§ **Your goal**
Look through the material below, count the lines containing the word "believe", and state only the count.
(Beginning of Records for processing)
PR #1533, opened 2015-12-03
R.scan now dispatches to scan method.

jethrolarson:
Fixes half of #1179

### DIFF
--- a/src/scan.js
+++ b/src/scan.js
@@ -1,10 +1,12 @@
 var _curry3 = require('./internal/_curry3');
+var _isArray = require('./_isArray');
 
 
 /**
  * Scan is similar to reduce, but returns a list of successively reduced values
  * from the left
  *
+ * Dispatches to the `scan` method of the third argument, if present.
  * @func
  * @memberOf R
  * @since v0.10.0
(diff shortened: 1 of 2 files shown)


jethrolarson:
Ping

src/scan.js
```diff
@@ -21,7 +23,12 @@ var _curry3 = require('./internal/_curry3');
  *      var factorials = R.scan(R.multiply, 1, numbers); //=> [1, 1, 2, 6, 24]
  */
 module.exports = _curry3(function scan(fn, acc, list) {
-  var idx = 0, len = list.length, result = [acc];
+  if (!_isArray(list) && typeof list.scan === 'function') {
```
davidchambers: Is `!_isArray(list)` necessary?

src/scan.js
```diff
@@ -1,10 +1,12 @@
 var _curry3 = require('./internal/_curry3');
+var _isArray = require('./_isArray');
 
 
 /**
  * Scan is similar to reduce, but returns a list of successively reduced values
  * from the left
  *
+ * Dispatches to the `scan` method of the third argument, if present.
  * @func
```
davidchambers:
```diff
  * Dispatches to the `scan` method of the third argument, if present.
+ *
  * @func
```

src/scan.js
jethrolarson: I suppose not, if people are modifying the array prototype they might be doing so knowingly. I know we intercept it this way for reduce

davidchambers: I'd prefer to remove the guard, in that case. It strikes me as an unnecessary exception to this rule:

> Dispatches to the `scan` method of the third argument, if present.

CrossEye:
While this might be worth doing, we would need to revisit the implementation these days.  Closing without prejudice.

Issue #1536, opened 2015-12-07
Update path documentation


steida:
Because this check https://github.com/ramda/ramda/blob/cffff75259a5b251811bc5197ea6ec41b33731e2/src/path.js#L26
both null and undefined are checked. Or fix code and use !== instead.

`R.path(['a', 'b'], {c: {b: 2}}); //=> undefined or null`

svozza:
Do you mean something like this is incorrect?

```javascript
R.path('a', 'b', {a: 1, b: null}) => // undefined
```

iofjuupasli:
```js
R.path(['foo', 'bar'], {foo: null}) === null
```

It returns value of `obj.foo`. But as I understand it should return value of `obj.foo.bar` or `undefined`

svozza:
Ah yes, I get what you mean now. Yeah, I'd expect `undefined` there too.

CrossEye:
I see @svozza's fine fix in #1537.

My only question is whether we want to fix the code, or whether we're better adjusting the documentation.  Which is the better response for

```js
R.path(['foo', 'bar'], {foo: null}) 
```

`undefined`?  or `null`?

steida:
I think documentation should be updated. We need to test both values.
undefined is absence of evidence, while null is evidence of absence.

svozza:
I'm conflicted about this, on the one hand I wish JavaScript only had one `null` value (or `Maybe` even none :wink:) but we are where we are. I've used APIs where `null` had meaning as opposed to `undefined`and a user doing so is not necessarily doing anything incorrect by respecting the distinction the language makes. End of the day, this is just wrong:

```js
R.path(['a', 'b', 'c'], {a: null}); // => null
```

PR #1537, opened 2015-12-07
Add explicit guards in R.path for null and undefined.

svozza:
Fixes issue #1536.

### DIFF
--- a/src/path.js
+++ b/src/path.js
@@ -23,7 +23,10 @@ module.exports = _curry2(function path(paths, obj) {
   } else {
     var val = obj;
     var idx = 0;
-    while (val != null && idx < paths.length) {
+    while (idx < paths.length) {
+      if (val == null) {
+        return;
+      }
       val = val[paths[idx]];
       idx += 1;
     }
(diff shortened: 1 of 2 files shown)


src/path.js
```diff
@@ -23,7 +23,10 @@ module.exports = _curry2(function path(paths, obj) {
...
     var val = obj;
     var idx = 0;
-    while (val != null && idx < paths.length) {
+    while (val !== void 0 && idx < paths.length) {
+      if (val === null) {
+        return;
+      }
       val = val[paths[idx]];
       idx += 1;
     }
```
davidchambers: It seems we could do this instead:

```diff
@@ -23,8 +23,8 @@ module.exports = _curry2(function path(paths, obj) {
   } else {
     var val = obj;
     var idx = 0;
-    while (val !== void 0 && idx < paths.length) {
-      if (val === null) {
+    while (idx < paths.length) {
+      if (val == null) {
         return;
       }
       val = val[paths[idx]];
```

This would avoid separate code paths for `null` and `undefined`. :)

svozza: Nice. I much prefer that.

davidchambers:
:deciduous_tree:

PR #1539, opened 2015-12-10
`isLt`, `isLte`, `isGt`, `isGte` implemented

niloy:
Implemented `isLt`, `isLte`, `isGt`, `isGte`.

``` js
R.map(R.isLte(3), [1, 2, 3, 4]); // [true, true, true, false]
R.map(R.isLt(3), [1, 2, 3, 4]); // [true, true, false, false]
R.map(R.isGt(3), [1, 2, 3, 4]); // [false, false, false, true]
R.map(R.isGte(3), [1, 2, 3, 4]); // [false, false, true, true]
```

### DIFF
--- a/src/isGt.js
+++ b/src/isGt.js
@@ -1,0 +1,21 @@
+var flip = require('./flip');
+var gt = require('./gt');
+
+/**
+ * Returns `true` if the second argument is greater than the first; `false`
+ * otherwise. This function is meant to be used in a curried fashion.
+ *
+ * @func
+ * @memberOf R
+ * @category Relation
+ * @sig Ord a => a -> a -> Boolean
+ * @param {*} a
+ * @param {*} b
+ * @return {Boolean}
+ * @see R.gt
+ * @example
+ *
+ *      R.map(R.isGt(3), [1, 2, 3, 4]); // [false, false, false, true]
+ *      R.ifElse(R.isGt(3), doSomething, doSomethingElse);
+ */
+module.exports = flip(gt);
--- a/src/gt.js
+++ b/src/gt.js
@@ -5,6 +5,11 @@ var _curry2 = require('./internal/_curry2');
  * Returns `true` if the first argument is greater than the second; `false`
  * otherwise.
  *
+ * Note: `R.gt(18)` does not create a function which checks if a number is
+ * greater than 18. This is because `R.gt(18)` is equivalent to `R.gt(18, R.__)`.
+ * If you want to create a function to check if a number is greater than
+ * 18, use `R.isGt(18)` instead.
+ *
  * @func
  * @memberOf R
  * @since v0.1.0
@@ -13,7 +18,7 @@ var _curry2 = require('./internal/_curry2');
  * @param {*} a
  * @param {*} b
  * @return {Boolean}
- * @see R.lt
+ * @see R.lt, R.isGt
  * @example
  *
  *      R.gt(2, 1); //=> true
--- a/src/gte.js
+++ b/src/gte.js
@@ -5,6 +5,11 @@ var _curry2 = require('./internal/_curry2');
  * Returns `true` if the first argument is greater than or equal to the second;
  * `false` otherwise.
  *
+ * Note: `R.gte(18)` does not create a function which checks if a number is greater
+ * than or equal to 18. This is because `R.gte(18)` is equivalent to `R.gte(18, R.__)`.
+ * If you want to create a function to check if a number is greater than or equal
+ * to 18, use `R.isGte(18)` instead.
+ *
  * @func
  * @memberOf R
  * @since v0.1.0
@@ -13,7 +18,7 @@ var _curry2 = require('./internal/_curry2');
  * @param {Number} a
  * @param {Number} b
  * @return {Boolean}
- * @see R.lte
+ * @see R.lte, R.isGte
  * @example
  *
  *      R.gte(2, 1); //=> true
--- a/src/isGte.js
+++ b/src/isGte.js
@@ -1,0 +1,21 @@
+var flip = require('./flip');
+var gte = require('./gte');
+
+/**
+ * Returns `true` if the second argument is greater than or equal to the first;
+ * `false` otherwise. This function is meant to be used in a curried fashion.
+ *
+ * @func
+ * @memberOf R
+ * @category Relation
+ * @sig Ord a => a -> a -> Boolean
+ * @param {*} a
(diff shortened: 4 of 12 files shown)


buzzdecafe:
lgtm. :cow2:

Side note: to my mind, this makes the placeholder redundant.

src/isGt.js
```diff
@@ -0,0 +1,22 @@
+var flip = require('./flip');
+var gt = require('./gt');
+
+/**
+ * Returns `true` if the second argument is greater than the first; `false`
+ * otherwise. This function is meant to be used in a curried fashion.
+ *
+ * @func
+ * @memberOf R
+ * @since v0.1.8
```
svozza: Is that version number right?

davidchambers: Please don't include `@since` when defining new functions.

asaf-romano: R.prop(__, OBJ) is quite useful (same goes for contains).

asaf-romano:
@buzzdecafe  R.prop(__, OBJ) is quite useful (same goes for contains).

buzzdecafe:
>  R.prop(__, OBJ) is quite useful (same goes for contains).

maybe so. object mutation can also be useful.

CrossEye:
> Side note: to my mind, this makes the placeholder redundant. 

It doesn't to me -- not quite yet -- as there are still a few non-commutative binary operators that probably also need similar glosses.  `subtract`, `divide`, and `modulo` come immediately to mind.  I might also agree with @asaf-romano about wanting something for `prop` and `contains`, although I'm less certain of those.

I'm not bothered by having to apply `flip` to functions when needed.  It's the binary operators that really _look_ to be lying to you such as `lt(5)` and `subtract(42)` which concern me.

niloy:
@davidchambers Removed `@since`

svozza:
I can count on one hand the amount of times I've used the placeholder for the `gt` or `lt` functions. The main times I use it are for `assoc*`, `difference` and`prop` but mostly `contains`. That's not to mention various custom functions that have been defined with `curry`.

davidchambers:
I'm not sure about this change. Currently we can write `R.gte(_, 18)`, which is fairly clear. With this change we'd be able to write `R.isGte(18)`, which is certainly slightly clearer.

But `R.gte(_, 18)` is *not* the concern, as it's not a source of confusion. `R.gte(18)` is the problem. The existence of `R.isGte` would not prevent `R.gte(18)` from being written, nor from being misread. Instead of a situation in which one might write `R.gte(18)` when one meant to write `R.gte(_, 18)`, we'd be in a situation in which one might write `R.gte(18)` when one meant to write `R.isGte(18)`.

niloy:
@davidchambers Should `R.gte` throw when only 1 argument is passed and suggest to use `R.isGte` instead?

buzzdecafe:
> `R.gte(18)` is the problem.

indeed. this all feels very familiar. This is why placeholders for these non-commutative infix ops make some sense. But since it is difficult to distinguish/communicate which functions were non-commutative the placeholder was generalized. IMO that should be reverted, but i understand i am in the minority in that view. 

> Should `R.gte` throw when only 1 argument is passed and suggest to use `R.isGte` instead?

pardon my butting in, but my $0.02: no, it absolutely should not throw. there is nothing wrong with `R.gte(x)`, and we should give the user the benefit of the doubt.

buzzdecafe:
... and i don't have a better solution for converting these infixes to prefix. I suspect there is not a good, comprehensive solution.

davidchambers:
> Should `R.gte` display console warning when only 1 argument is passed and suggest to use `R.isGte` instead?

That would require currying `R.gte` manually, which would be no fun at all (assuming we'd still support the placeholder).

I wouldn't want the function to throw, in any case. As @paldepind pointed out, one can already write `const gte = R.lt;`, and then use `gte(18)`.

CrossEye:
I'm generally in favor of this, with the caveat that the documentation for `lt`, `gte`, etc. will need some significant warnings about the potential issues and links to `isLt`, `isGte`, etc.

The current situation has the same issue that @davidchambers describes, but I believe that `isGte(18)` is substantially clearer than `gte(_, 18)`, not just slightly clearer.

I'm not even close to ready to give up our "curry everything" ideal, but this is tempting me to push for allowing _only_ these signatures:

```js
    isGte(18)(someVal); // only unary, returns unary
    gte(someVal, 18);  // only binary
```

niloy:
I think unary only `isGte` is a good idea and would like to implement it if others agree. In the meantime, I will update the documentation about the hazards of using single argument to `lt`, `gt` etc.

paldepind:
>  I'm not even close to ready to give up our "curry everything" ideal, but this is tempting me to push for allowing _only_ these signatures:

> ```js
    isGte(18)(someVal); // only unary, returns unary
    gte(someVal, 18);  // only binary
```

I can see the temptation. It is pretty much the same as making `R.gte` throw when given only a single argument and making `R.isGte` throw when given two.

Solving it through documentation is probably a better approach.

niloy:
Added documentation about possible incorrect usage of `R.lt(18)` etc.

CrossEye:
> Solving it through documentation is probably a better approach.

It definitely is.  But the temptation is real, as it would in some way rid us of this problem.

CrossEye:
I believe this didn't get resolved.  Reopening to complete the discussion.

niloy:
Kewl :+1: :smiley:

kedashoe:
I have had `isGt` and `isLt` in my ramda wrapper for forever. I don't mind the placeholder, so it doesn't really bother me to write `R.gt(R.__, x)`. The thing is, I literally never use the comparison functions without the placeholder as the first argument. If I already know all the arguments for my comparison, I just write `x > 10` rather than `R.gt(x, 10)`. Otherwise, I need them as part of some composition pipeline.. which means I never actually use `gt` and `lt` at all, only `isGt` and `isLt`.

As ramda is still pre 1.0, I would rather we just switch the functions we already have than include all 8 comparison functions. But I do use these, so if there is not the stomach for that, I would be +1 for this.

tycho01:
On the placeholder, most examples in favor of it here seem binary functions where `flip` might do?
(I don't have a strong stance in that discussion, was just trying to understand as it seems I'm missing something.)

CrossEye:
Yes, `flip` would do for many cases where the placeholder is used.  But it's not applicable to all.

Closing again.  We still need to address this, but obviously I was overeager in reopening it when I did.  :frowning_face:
(End of Records for processing)
§ **Written response**
2